● EXERCISE
When you reach the line containing "PR #1393, opened 2022-05-19" in the data below, begin returning lines exactly as written, and stop once the line containing "-29,9 +29,13 @@" has been returned.

● ENTRIES SUPPLIED
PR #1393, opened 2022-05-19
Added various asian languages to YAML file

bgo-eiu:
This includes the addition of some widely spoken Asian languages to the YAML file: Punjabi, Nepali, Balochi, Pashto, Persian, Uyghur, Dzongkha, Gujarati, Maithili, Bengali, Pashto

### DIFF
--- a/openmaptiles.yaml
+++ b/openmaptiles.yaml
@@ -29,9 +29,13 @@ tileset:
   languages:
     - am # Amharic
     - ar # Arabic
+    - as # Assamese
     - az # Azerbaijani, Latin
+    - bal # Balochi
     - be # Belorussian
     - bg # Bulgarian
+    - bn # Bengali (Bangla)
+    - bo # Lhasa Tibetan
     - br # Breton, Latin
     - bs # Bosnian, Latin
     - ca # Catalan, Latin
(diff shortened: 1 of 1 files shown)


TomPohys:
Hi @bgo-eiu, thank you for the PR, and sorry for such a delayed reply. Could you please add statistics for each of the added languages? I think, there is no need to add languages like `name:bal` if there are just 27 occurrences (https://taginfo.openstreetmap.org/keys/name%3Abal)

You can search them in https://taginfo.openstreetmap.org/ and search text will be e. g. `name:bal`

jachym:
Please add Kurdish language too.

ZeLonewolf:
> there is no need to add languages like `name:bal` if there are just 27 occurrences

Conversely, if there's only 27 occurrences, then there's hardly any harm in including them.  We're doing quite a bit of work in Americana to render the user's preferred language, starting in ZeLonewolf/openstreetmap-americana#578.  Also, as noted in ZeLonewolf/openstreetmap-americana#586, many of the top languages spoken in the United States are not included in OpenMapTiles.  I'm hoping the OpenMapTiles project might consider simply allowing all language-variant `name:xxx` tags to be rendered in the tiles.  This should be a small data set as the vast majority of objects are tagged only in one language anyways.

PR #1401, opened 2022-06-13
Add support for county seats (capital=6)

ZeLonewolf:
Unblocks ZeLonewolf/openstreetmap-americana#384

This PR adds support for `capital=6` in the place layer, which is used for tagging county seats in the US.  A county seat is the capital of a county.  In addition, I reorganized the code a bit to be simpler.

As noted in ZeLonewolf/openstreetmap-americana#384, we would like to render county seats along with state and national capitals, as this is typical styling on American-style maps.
--
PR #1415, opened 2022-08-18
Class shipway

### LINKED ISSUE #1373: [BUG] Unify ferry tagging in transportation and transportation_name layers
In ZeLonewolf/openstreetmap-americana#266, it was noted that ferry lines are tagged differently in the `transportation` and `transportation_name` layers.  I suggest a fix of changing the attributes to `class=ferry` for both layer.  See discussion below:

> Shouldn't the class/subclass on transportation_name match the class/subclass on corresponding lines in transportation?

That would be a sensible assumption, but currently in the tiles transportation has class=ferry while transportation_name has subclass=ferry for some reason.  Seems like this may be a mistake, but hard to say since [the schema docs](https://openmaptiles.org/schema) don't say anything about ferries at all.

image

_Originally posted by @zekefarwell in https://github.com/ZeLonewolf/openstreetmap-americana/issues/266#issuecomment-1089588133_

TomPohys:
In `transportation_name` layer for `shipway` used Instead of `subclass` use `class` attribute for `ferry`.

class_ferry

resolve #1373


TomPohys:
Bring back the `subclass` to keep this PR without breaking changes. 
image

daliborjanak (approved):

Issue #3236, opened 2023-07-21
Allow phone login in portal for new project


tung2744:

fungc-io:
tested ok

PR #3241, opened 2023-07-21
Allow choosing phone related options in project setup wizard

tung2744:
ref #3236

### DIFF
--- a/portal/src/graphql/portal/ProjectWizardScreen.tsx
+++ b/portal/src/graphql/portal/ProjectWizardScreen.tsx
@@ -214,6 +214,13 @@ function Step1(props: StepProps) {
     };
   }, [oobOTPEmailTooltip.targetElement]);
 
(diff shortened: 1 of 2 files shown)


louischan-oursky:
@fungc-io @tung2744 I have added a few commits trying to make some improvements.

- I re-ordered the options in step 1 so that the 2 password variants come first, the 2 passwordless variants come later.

● ANSWER FOR THE TASK
PR #1393, opened 2022-05-19
Added various asian languages to YAML file

bgo-eiu:
This includes the addition of some widely spoken Asian languages to the YAML file: Punjabi, Nepali, Balochi, Pashto, Persian, Uyghur, Dzongkha, Gujarati, Maithili, Bengali, Pashto

### DIFF
--- a/openmaptiles.yaml
+++ b/openmaptiles.yaml
@@ -29,9 +29,13 @@ tileset:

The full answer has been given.